Your horses are always impeccably well turned out, as are their handlers. What is the most appropriate dress code for the show ring?
We feel it is important to not only have our horses looking well but also ourselves out of respect for the judges.
It is always more pleasing to the eye when you see a well turned out horse and handler in the ring. In my opinion gentlemen should wear shirts and ties and, if possible, a suit and bowler. Ladies should wear a hacking jacket and preferably a riding hat or hunt cap.
You regularly show horses with warmblood breeding. What are your preferences in this regard. And do you breed most of your stock, or buy them in as foals?
In terms of producing show horses, we breed all our own, so we only have the choice of whatever our horses produce. It's infinitely much easier to go out and buy a potential show horse as you have the choice of the foal crop of the entire country. But as far as our breeding policy is concerned, we always attempt to match the mare and the sire.
We don't generally have any prejudice to the various breeds. A good horse is a good horse no matter how it is bred. It just so happened that the warmblood cross seemed to work well on the mares we are breeding from.
What advice can you give exhibitors who feel disheartened after a bad day in the ring?

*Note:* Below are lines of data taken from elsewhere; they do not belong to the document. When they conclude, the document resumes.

PR #2771, opened 2020-05-25
DS-4504 Performance issues with finding Collections a user can submit to

Micheleboychuk:
## References
https://jira.lyrasis.org/browse/DS-4504
restContract: https://github.com/DSpace/Rest7Contract/pull/127
## Description
In this PR has been
1)  created SolrServiceIndexCollectionSubmittersPlugin to add information in the solr document 
     related to a collection about which epersons/groups  have ADD permissions on it
2) Updated methods findAuthorizedByCommunity and findAuthorized to use solr query
3) created some IT to proof that the implementation is robust and work properly also with 
    community and collection admins and with a deeper hierarchy
4) small updates to restContract
## Checklist

### DIFF
--- a/dspace-api/src/main/java/org/dspace/content/CollectionServiceImpl.java
+++ b/dspace-api/src/main/java/org/dspace/content/CollectionServiceImpl.java
@@ -17,11 +17,13 @@ import java.util.Iterator;
 import java.util.List;
 import java.util.Map;
 import java.util.MissingResourceException;
+import java.util.Set;
 import java.util.UUID;
 
 import org.apache.commons.collections4.CollectionUtils;
 import org.apache.commons.lang3.StringUtils;
 import org.apache.logging.log4j.Logger;
+import org.apache.solr.client.solrj.util.ClientUtils;
 import org.dspace.app.util.AuthorizeUtil;
 import org.dspace.authorize.AuthorizeConfiguration;
 import org.dspace.authorize.AuthorizeException;
@@ -40,6 +42,13 @@ import org.dspace.core.Context;
 import org.dspace.core.I18nUtil;
 import org.dspace.core.LogManager;
 import org.dspace.core.service.LicenseService;
+import org.dspace.discovery.DiscoverQuery;
+import org.dspace.discovery.DiscoverResult;
+import org.dspace.discovery.IndexableObject;
+import org.dspace.discovery.SearchService;
+import org.dspace.discovery.SearchServiceException;
+import org.dspace.discovery.indexobject.IndexableCollection;
+import org.dspace.eperson.EPerson;
 import org.dspace.eperson.Group;
 import org.dspace.eperson.service.GroupService;
 import org.dspace.eperson.service.SubscribeService;
@@ -99,6 +108,9 @@ public class CollectionServiceImpl extends DSpaceObjectServiceImpl<Collection> i
 
     @Autowired(required = true)
     protected CollectionRoleService collectionRoleService;
+
+    @Autowired(required = true)
+    protected SearchService searchService;
 
     protected CollectionServiceImpl() {
         super();
@@ -907,4 +919,66 @@ public class CollectionServiceImpl extends DSpaceObjectServiceImpl<Collection> i
         return role;
     }
 
+    @Override
+    public List<Collection> findAuthorizedCollectionsInSOLR(String q, Context context, Community community,
+        int offset, int limit) throws SQLException, SearchServiceException {
+
+        List<Collection> collections = new ArrayList<Collection>();
+        StringBuilder query = new StringBuilder();
+        DiscoverQuery discoverQuery = new DiscoverQuery();
+        discoverQuery.setDSpaceObjectFilter(IndexableCollection.TYPE);
+        discoverQuery.setStart(offset);
+        discoverQuery.setMaxResults(limit);
+        DiscoverResult resp = resultSolrQuery(context, query, discoverQuery,community, q);
+        for (IndexableObject solrCollections : resp.getIndexableObjects()) {
+            Collection c = ((IndexableCollection) solrCollections).getIndexedObject();
+            collections.add(c);
+        }
+        return collections;
+    }
+
+    @Override
+    public int countAuthorizedCollectionsInSOLR(String q, Context context, Community community)
+        throws SQLException, SearchServiceException {
+
+        StringBuilder query = new StringBuilder();
+        DiscoverQuery discoverQuery = new DiscoverQuery();
+        discoverQuery.setDSpaceObjectFilter(IndexableCollection.TYPE);
+        DiscoverResult resp = resultSolrQuery(context, query, discoverQuery,community,q);
+        return (int)resp.getTotalSearchResults();
+    }
+
+    private DiscoverResult resultSolrQuery(Context context, StringBuilder query, DiscoverQuery discoverQuery,
+                                   Community community, String q) throws SQLException, SearchServiceException {
+
+        EPerson currentUser = context.getCurrentUser();
+        if (!authorizeService.isAdmin(context)) {
+            Group anonymousGroup = groupService.findByName(context, Group.ANONYMOUS);
+            String anonGroupId = "";
+            if (anonymousGroup != null) {
+                anonGroupId = anonymousGroup.getID().toString();
+            }
+            query.append("submit:(g").append(anonGroupId);
+            if (currentUser != null) {
+                query.append(" OR e").append(currentUser.getID());
+            }
+            Set<Group> groups = groupService.allMemberGroupsSet(context, currentUser);
+            for (Group group : groups) {
+                query.append(" OR g").append(group.getID());
+            }
+            query.append(")");
+            discoverQuery.addFilterQueries(query.toString());
+        }
+        if (community != null) {
+            discoverQuery.addFilterQueries("location.comm:" + community.getID().toString());
+        }
+        if (StringUtils.isNotBlank(q)) {
+            StringBuilder buildQuery = new StringBuilder();
+            String escapedQuery = ClientUtils.escapeQueryChars(q);
+            buildQuery.append(escapedQuery).append(" OR ").append(escapedQuery).append("*");
+            discoverQuery.setQuery(buildQuery.toString());
+        }
+        DiscoverResult resp = searchService.search(context, discoverQuery);
+        return resp;
+    }
 }
--- a/dspace-api/src/main/java/org/dspace/content/CollectionServiceImpl.java
+++ b/dspace-api/src/main/java/org/dspace/content/CollectionServiceImpl.java
@@ -924,12 +924,11 @@ public class CollectionServiceImpl extends DSpaceObjectServiceImpl<Collection> i
         int offset, int limit) throws SQLException, SearchServiceException {
 
         List<Collection> collections = new ArrayList<Collection>();
-        StringBuilder query = new StringBuilder();
         DiscoverQuery discoverQuery = new DiscoverQuery();
         discoverQuery.setDSpaceObjectFilter(IndexableCollection.TYPE);
         discoverQuery.setStart(offset);
         discoverQuery.setMaxResults(limit);
-        DiscoverResult resp = resultSolrQuery(context, query, discoverQuery,community, q);
+        DiscoverResult resp = retrieveAuthorizedCollections(context, discoverQuery,community, q);
         for (IndexableObject solrCollections : resp.getIndexableObjects()) {
             Collection c = ((IndexableCollection) solrCollections).getIndexedObject();
             collections.add(c);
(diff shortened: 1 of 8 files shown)


dspace-server-webapp/src/main/java/org/dspace/app/rest/repository/CollectionRestRepository.java
```diff
@@ -174,19 +178,70 @@ public CollectionRest findOne(Context context, UUID id) {
...
+                Collection c = ((IndexableCollection) solrCollections).getIndexedObject();
+                collections.add(c);
+            }
+            return converter.toRestPage(collections, pageable, tot , utils.obtainProjection());
+        } catch (SQLException | SearchServiceException e) {
             throw new RuntimeException(e.getMessage(), e);
         }
     }
 
+    private DiscoverResult discoverAuthorizedCollections(Pageable pageable, String q, Context context, Community com)
```
tdonohue, line 194: This entire method seems like we may want to consider moving it into the `dspace-api`.  It's a bit odd to me to have a RestRepository class building detailed Solr queries, which makes me wonder if we need to consider moving this into the `CollectionIndexFactoryImpl` or somewhere similar (and then just calling that new method from this RestRepository class)?

dspace/solr/search/conf/schema.xml
```diff
@@ -259,6 +259,8 @@
     <field name="taskfor" type="string" indexed="true" stored="true" omitNorms="true" multiValued="true" docValues="true" />
    
     <field name="has_content_in_original_bundle" type="string" indexed="true" stored="true" omitNorms="true" multiValued="true" docValues="true" />
+
+    <field name="submit" type="string" indexed="true" stored="true" omitNorms="true" multiValued="true" docValues="true" />
```
tdonohue, line 263: We may want to add a comment here to explain the difference between "submit" and the existing "submitter" index (as it may be confusing in the future).  Obviously this index is to track *who has submit permissions*, while "submitter" seems to be *who submitted an item*.  They are similarly named, so we should add a comment here to describe them.

tdonohue (commented):
@Micheleboychuk and @abollini : Gave this a really quick code review (haven't tested yet) and added a few minor comments inline below.  Mostly, the code looks good though.

dspace-server-webapp/src/main/java/org/dspace/app/rest/repository/CollectionRestRepository.java
```diff
@@ -165,7 +168,8 @@ public CollectionRest findOne(Context context, UUID id) {
 
     @SearchRestMethod(name = "findAuthorizedByCommunity")
     public Page<CollectionRest> findAuthorizedByCommunity(
-        @Parameter(value = "uuid", required = true) UUID communityUuid, Pageable pageable) {
+        @Parameter(value = "uuid", required = true) UUID communityUuid, Pageable pageable,
+        @Parameter(value = "query") String q) {
```
KevinVdV, line 172: What is the use case for this new "query" parameter ? Because it isn't in the rest contract: https://github.com/DSpace/Rest7Contract/blob/733d81061f1dbcd3049ed0d80130746418a4b3a1/collections.md#findauthorizedbycommunity

KevinVdV (changes requested):
Did a quick review of the code, didn't find any issues (except for the things that Tim already noted), but I do have a question about a new parameter that is now included.

But I might have found some other pottential issues, more with the design than with the code:

- Any changes made to resourcepolicies won't trigger modify events so the discovery won't notice changes on a collection & thus won't reindex it.
- If you add / remove an administrator group to a community that has collections the SolrServiceIndexCollectionSubmittersPlugin class won't pick up on these changes (because of the issue mentioned above but also modify events will only force a reindex on the community that is changed, not in the underlying collections)

dspace-server-webapp/src/main/java/org/dspace/app/rest/repository/CollectionRestRepository.java
abollini: thanks to point to the rest contract. Indeed we need to create a PR to document this change. The need for a query parameter was noted and agreed in the discussion about how to address the performance issue https://wiki.lyrasis.org/display/DSPACE/Collection+dropdown+in+submission

dspace-server-webapp/src/main/java/org/dspace/app/rest/repository/CollectionRestRepository.java
abollini: you are right. Should we move it to the `CollectionService`? should we name it findAuthorizedCollectionsInSOLR

abollini: @Micheleboychuk please refactor the code adding the method in the CollectionService as by comment above. We have discussed that briefly in yesterday meeting and @tdonohue was just fine to move it in the dspace-api layer

abollini:
@KevinVdV @tdonohue the consideration about direct changes to the resourcepolicies or the post creation/removal of community admin groups are right. They are a bit "edge" situation that not occur in normal workflow (usually there is no direct use of resourcepolicy to set the submitter group but instead the UI and the default "COLLECTION_x_SUBMITTER" group is used.
Also the creation/removal of a community admin group is not something that happen ofter on a live repository, these are organisation decision that usually are taken in the early stage of the project and revisited at specific time but not frequently.

We have already a similar discussion open https://github.com/DSpace/Rest7Contract/pull/116
that was started from this comment https://github.com/DSpace/DSpace/pull/2707#discussion_r393832946
Moreover, please note that we also have the same "issue" in dspace 6 (and in the master) about the search of restricted items. As only the read policy of the items are processed this mean that
- if the policy are manipulated directly the item will be not reindexed
- admin permission on collection/community and the eventual changes to these groups are not taken in consideration

For such reason I would like to document this additional use case together with the other in a single separated ticket

dspace-api/src/main/java/org/dspace/content/CollectionServiceImpl.java
```diff
@@ -907,4 +919,66 @@ public Group createDefaultReadGroup(Context context, Collection collection, Stri
         return role;
     }
 
+    @Override
+    public List<Collection> findAuthorizedCollectionsInSOLR(String q, Context context, Community community,
+        int offset, int limit) throws SQLException, SearchServiceException {
+
+        List<Collection> collections = new ArrayList<Collection>();
+        StringBuilder query = new StringBuilder();
```
KevinVdV, line 927: This StringBuilder object is created here, but isn't used until the resultSolrQuery() method. Can you move the creation of the variable to the resultSolrQuery() method.

dspace-api/src/main/java/org/dspace/content/CollectionServiceImpl.java
```diff
@@ -907,4 +919,66 @@ public Group createDefaultReadGroup(Context context, Collection collection, Stri
...
+            collections.add(c);
+        }
+        return collections;
+    }
+
+    @Override
+    public int countAuthorizedCollectionsInSOLR(String q, Context context, Community community)
+        throws SQLException, SearchServiceException {
+
+        StringBuilder query = new StringBuilder();
```
KevinVdV, line 944: Same as above, move the variable to the resultSolrQuery() method.

dspace-api/src/main/java/org/dspace/content/CollectionServiceImpl.java
```diff
@@ -907,4 +919,66 @@ public Group createDefaultReadGroup(Context context, Collection collection, Stri
...
+        DiscoverQuery discoverQuery = new DiscoverQuery();
```
KevinVdV, line 945: As we only need the total results for this one can you call on:
`discoverQuery.setMaxResults(0);`

Because the default here is 10 & we don't need to retrieve these objects from the database if we need the total count.

dspace-api/src/main/java/org/dspace/content/CollectionServiceImpl.java
```diff
@@ -907,4 +919,66 @@ public Group createDefaultReadGroup(Context context, Collection collection, Stri
...
+        discoverQuery.setDSpaceObjectFilter(IndexableCollection.TYPE);
+        DiscoverResult resp = resultSolrQuery(context, query, discoverQuery,community,q);
+        return (int)resp.getTotalSearchResults();
+    }
+
+    private DiscoverResult resultSolrQuery(Context context, StringBuilder query, DiscoverQuery discoverQuery,
```
KevinVdV, line 951: Can we rename the method name here ? This method is used specifically to retrieve authorized collections a user can submit in.

dspace-api/src/main/java/org/dspace/content/CollectionServiceImpl.java
```diff
@@ -907,4 +919,66 @@ public Group createDefaultReadGroup(Context context, Collection collection, Stri
...
+                                   Community community, String q) throws SQLException, SearchServiceException {
+
+        EPerson currentUser = context.getCurrentUser();
+        if (!authorizeService.isAdmin(context)) {
+            Group anonymousGroup = groupService.findByName(context, Group.ANONYMOUS);
```
KevinVdV, line 956: Can we leave out the call to the anonymousGroup group here ? Anonymous will never be granted submit rights (as you always need a logged in user), so this database call is not needed.

KevinVdV (changes requested):
Made another review of the code, some small things that require cleanup. Could we perhaps also add an additional test where we don't assign the user straight in the submitter group, but rather add him to a group that is present in the submitter group. So you would have the following setup:
- SubmitterGroup
- ChildGroupOfSubmitterGroup
- User (member in the child group)

abollini:
in yesterday meeting we have agreed to deal with the discussion about solr in a different issue/PR, I have created the ticket https://jira.lyrasis.org/browse/DS-4524 for that.
The other feedback in this PR have been addressed, I would appreciate a re-review @KevinVdV  @tdonohue

dspace-server-webapp/src/main/java/org/dspace/app/rest/repository/CollectionRestRepository.java
```diff
@@ -174,19 +175,26 @@ public CollectionRest findOne(Context context, UUID id) {
...
+                                              Math.toIntExact(pageable.getOffset()),
+                                              Math.toIntExact(pageable.getOffset() + pageable.getPageSize()));
+            int tot = cs.countAuthorizedCollectionsInSOLR(q, context, com);
+            return converter.toRestPage(collections, pageable, tot , utils.obtainProjection());
+        } catch (SQLException | SearchServiceException e) {
             throw new RuntimeException(e.getMessage(), e);
         }
     }
 
     @SearchRestMethod(name = "findAuthorized")
```
tdonohue, line 188: I'm just now realizing this `@SearchRestMethod` seems mis-named as well.  We are *not* finding all Collections you are authorized to Read or edit or similar.  This is very specific to collections you can *submit to*.  Shouldn't this be called `findSubmitAuthorized`  or `findAuthorizedForSubmit`?

tdonohue (commented):
@Micheleboychuk and @abollini : Overall, this looks good code-wise.  However, I have some minor requests to cleanup the method names / terminology.  See inline below.  I've realized in re-reviewing this that we may want to make the method names more specific....they often say "authorized" (which could mean any level of authorization), when we are specifically looking only for **submit** authorization (not read or edit or admin).

dspace-server-webapp/src/main/java/org/dspace/app/rest/repository/CollectionRestRepository.java
abollini: https://github.com/DSpace/Rest7Contract/pull/127

dspace-api/src/main/java/org/dspace/content/service/CollectionService.java
```diff
@@ -354,4 +356,34 @@ public void canEdit(Context context, Collection collection, boolean useInheritan
...
+     *                         an autosuggest feature over the collection name
+     * @param context          DSpace Context
+     * @param community        parent community
+     * @param offset           the position of the first result to return
+     * @param limit            paging limit
+     * @return                 discovery search result objects
+     * @throws SQLException              if something goes wrong
+     * @throws SearchServiceException    if search error
+     */
+    public List<Collection> findAuthorizedCollectionsInSOLR(String q, Context context, Community community,
```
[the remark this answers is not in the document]
abollini: these renaming have been applied also to the rest contract, see https://github.com/DSpace/Rest7Contract/pull/127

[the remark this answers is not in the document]
abollini: As there are already IT that proof that the whole stack and so the SolrPlugin works as expected we would like to have that merged as is. We have tried to add some unit test in `CollectionTest` but it is more complicated than expected as the dspace-api doesn't support yet test in SOLR. This was also noted in this PR https://github.com/DSpace/DSpace/pull/2744  so we suggest to merge this PR as is, solve the issue with the solr testing in and later (https://jira.lyrasis.org/browse/DS-4526 ) add these extra test in the CollectionTest class

tdonohue (approved):
👍 This now looks good to me.  I haven't tested it manually, but the ITs seem to be testing that all is working as expected.  I'm OK with leaving out the Unit Tests for now as the ITs (in `dspace-server-webapp`) are performing the same tests we'd expect out of Unit Tests at the `dspace-api` layer

tdonohue:
@KevinVdV : Can you re-review this?  It looks to me like your initial feedback has all been addressed.  If you can review this week, great, otherwise I'll merge as-is on Friday (as this looks good enough to me)

KevinVdV (approved):
Performed another review everything looks good to me !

Doctors differ, patients die. The same goes for the judging of horses, and what one judge may like, the other may not. You have to take the good with the bad, and always try and walk out with a smile on your face. There will always be another day. If I adopted a negative attitude every time I was beaten I wouldn't be where I am today.
Finally, what makes a winner in the show ring?
A good horse stands out because of the 'X factor' that they possess. Their presence seems to draw the eye. Initially the judge should be looking for the overall picture that fills his eye in the ring.
Then they should be looking for a good, correct mover, and finally move on to the finer points of conformation.